Long-lasting latent (hidden) infections have been documented in many species, including cattle. In some studies, Chlamydia have been found in the feces of 60% of normal calves. Clinical disease may not appear unless immune defenses are compromised by stress, other infections, nutritional deficiencies, or other factors.
Diagnosis is often difficult due to lack of characteristic clinical signs, or concurrent infection with other intestinal and respiratory pathogens, and the presence of Chlamydia in clinically normal calves. This organism is not easy to culture in the laboratory, and most diagnostic laboratories do not check for it.

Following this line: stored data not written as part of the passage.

Issue #5746, opened 2020-04-01
Static Analysis: Inneficient iteration of a Map


dvmarcilio:
I found a small issue when experimenting with [Facebook's Infer Static Analyzer](https://fbinfer.com/). I'm providing a short pull request fixing this issue.

[It happens in TreeRender, line 821-823](https://github.com/primefaces/primefaces/blob/cea1b5317da9d54108abcf5df71e5979c604d7e3/src/main/java/org/primefaces/component/tree/TreeRenderer.java#L821). 

This is similar to the SonarQube rule: ["entrySet()" should be iterated when both the key and value are needed](https://rules.sonarsource.com/java/RSPEC-2864), fixed in #4886.
However, SonarQube does not detect this specific issue.

PR #5747, opened 2020-04-01
Inneficient iteration of a Map (#5746)

dvmarcilio:
The fix here is slightly different than https://github.com/primefaces/primefaces/pull/4887, as in this case the key `String type` is only used within the loop to retrieve the value `UiTreeNode node`. 
So, I just iterated directly on `nodes.values()` (the Map's values Collection).


tandraschko:
Thanks!

PR #5754, opened 2020-04-01
Fix #5753: DatePicker incorrect off() events

### LINKED ISSUE #5753: DatePicker: off() not being called for all on() events
Looking at the code while debugging another issues I realized we had `on` events with mismatched or missing `off` events in the DatePicker.  PR to follow.

melloware:


tandraschko:
+1

PR #5768, opened 2020-04-04
More fixes for Inneficient iteration of Maps (#5746)

dvmarcilio:
Sorry for revisiting Issue #5746, I overlooked other 4 violations.

The fixes here are different from https://github.com/primefaces/primefaces/pull/5747.
They introduce a `Map.Entry<K, V>` variable to preserve the original key and values variables.

### DIFF
--- a/src/main/java/org/primefaces/application/DialogNavigationHandler.java
+++ b/src/main/java/org/primefaces/application/DialogNavigationHandler.java
@@ -87,9 +87,10 @@ public class DialogNavigationHandler extends ConfigurableNavigationHandler {
 
             sb.append(",options:{");
             if (options != null && !options.isEmpty()) {
-                for (Iterator<String> it = options.keySet().iterator(); it.hasNext();) {
-                    String optionName = it.next();
-                    Object optionValue = options.get(optionName);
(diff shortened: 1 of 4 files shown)


tandraschko:
doesn't it make sense to switch to a normal for-loop instead iterator?

dvmarcilio:
> 
> 
> doesn't it make sense to switch to a normal for-loop instead iterator?

I think keeping the `Iterator`s is the less disruptive change here.
In all of these cases the loop checks at the end `if (it.hasNext())` to intercalate the values with a `","`.
The diffs in the PR don't show it, we have to expand it. 
Here is one example, more specifically on line 60: https://github.com/primefaces/primefaces/blob/42065c62c75264b7b13417953eac1f14803fc440/src/main/java/org/primefaces/component/chart/renderer/DonutRenderer.java#L53-L65

melloware:
> And why not use stream Api? Pf8 is Java8+ requiered

I agree with @tandraschko I find them less readable and IF an exception is thrown inside the stream the stack trace is almost impossible to decipher.

markusg80:
In my point of view the stream api is very well readable! Maybe its because i use it very often. The point with debbuging is true! This is a real drawback! But the features of the stream api are so fency

PR #5770, opened 2020-04-04
Fix #5769: Colorpicker add close AJAX event

### LINKED ISSUE #5769: ColorPicker: add close behavior
Hi, 

can you please add a "close" event on p:colorPicker.
I need to fire a listener only if the color has been really choosen not on every mouse move (if I hold my mouse key).

See also:
https://forum.primefaces.org/viewtopic.php?f=3&t=61485

melloware:
Showcase PR added too


tandraschko:
+1

PR #5772, opened 2020-04-06
Fix #5150: DataTable checkboxes accessible by voice commands

### LINKED ISSUE #5150: DataTable: Selection - Checkboxes inaccessible for voice commands
## Summary
When using selection for DataTable, checkboxes can't be toggled via voice commands. The root cause is very similar to [ISSUE-4979](https://github.com/primefaces/primefaces/issues/4979) which is fixed by [PULL-4981](https://github.com/primefaces/primefaces/pull/4981).

* The `<div>` that represents the checkbox doesn't have a role attribute
* The `<div>` that represents the checkbox doesn't have aria-checked attribute
* The `<input>` is not required and can be removed if the `<div>` is fixed

## 1) Environment
*  Does not work with 7.0.6
*  Does not work in the showcase [DataTable - Selection](https://www.primefaces.org/showcase/ui/data/datatable/selection.xhtml)

## 2) Expected behavior
Checkbox is listed when calling a command to interact with checkboxes

> Click checkbox

## 3) Actual behavior
UI Elements are not recognized as checkboxes, therefore nothing happens. You are not able to interact with checkboxes

## 4) Steps to reproduce
Try to use voice commands to access the components checkboxes

## 5) Sample Fix
* Please refer to [PULL-4981](https://github.com/primefaces/primefaces/pull/4981)

MarkusChur:
This PR changes DataTable row selection so that checkboxes are accessible by voice commands. This works with native as well as with div-based checkboxes.

It is a bit more complex in comparison to the ColumnToggler changes because of the common scripts for native input and hidden accessible.


melloware (approved):
Excellent change!  @tandraschko this is similar to what @MarkusChur did for the column toggler checkboxes to make them more accessible.

tandraschko:
+1 in general
but please test some datatable cases if everyhing still works
also a short review of @mertsincan would be great

melloware:
@MarkusChur Can you check to make sure you are meeting this requirement with this new fix: https://github.com/primefaces/primefaces/issues/5868

melloware:
I think your PR is still fine that fix touches a line of code i don't think you touched.

MarkusChur:
yep, changes do not interfere.

melloware:
I have tested this pretty well.  Merging.

Rapster:
Hi @MarkusChur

Neither clinical signs nor lesions provide a definitive diagnosis. Detection of Chlamydia is not part of routine veterinary bacteriologic diagnosis; infections caused by these intracellular pathogens have been underestimated because isolation of the pathogen depends on specialized cell culture techniques.
Prevention
There have been a number of attempts in the past 70-plus years to create an effective vaccine to protect livestock from Chlamydia infections but none have been very successful. Currently, only two chlamydial vaccines are available commercially and they target C. felis in cats and C. abortus in sheep, but not cattle.
Treatment
Several antimicrobial products (tetracyclines, quinolones, macrolides, lincosamides, rifamycins) can hinder chlamydial replication. Tretracyclines or fluoroquinolones (enrofloxacin) are generally the drugs prescribed. To be effective, however, treatment must start as early as possible and continue for at least 7 days.
No antibiotic treatment for chlamydiae is truly bactericidal, however. It is suspected that antibiotics frequently induce persistent chlamydial infections by reducing host immunity--by suppressing antigen production while not completely eliminating the pathogen.